Blog·Tanky WooABOUTRSS

Python Universal Newlines

11 Jan 2015

关于Python的Universal Newlines, 在Glossary解释:

A manner of interpreting text streams in which all of the following are recognized as ending a line: the Unix end-of-line convention '\n', the Windows convention '\r\n', and the old Macintosh convention '\r'. See PEP 278 and PEP 3116, as well as str.splitlines() for an additional use.

通用换行, 是对跨平台的换行符做一个归一化的处理. 将Unix, Mac, Dos三个平台的换行符统一为Unix的换行符\n

内置的open函数通过U支持这个方式:

In addition to the standard fopen() values mode may be 'U' or 'rU'. Python is usually built with universal newlines support; supplying 'U' opens the file as a text file, but lines may be terminated by any of the following: the Unix end-of-line convention '\n', the Macintosh convention '\r', or the Windows convention '\r\n'. All of these external representations are seen as '\n' by the Python program.

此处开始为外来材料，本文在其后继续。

PR #3731, opened 2023-07-28
[master] Fixed function so correctly returns GasLimit

lucac-zilliqa:
I removed the line that caused this API call to constantly return "0x1" as the GasLimit of a block.

### DIFF
--- a/src/libServer/EthRpcMethods.cpp
+++ b/src/libServer/EthRpcMethods.cpp
@@ -2240,8 +2240,6 @@ Json::Value EthRpcMethods::GetBlockDetails(const uint64_t blockNumber) {
   uint128_t fees = (isVacuous ? 0 : txBlock.GetHeader().GetRewards() * EVM_ZIL_SCALING_FACTOR);
   auto jsonBlock = GetEthBlockCommon(txBlock, false);
 
-  jsonBlock["gasLimit"] = "0x1";
-
   jsonBlock.removeMember("transactions");
   jsonBlock["transactionCount"] = txBlock.GetHeader().GetNumTxs();
   jsonBlock["logsBloom"] = Json::nullValue;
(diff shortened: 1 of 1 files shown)


src/libServer/EthRpcMethods.cpp
```diff
@@ -2240,8 +2240,6 @@ Json::Value EthRpcMethods::GetBlockDetails(const uint64_t blockNumber) {
   uint128_t fees = (isVacuous ? 0 : txBlock.GetHeader().GetRewards() * EVM_ZIL_SCALING_FACTOR);
   auto jsonBlock = GetEthBlockCommon(txBlock, false);
 
-  jsonBlock["gasLimit"] = "0x1";
```
JamesHinshelwood, line 2243: @n-hutton Why was this here? It looks suspiciously intentional.

lucac-zilliqa: I was wondering that as well. I sent Nathan a message on Slack asking about this. `GetEthBlockCommon` is called in this top level function in which it then calls `JSONConversion::convertTxBlocktoEthJson` which contains this line `retJson["gasLimit"] = (boost::format("0x%x") % txheader.GetGasLimit()).str();`. It seems then that it should normally return a JSON object containing a "gasLimit" field without the line I removed.

lucac-zilliqa: @n-hutton responded and said that it was to prevent a division by zero error as running it in isolated server mode it would default to 0 and UI would break due to a division by 0 error

n-hutton: Yup, the otterscan UI wouldn't even render which took some digging to find out why. The fix looks good though!

n-hutton (approved):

If Python is built without universal newlines support a mode with 'U' is the same as normal text mode. Note that file objects so opened also have an attribute called newlines which has a value of None (if no newlines have yet been seen), '\n', '\r', '\r\n', or a tuple containing all the newline types seen.

Python enforces that the mode, after stripping 'U', begins with 'r', 'w' or 'a'.


新建三个文件, 内容都是:

one say 'Hello World'
two say 'Hello World'

文本格式分别是 Unix, Mac, Dos:

$ file text_*.txt
text_mac.txt:  ASCII text, with CR line terminators
text_unix.txt: ASCII text
text_win.txt:  ASCII text, with CRLF line terminators

测试脚本:

#!/usr/bin/env python
# -*- coding: utf-8 -*-
# Tanky Woo @ 2015-01-11
from pprint import pprint

def open_without_U(fn):
    print('  open file without U mode:')
    with open(fn, 'r') as fd:
        pprint(fd.readlines())

def open_with_U(fn):
    print('  open file with U mode:')
    with open(fn, 'rU') as fd:
        pprint(fd.readlines())


if __name__ == '__main__':
    for fn in ('text_unix.txt', 'text_mac.txt', 'text_win.txt'):
        print('>>> {}:'.format(fn))
        open_without_U(fn)
        open_with_U(fn)
        print('')

测试结果:

>>> text_unix.txt:
  open file without U mode:
["one say 'Hello World'\n", "two say 'Hello World'\n"]
  open file with U mode:
["one say 'Hello World'\n", "two say 'Hello World'\n"]

>>> text_mac.txt:
  open file without U mode:
["one say 'Hello World'\rtwo say 'Hello World'\r"]
  open file with U mode:
["one say 'Hello World'\n", "two say 'Hello World'\n"]

>>> text_win.txt:
  open file without U mode:
["one say 'Hello World'\r\n", "two say 'Hello World'\r\n"]
  open file with U mode:
["one say 'Hello World'\n", "two say 'Hello World'\n"]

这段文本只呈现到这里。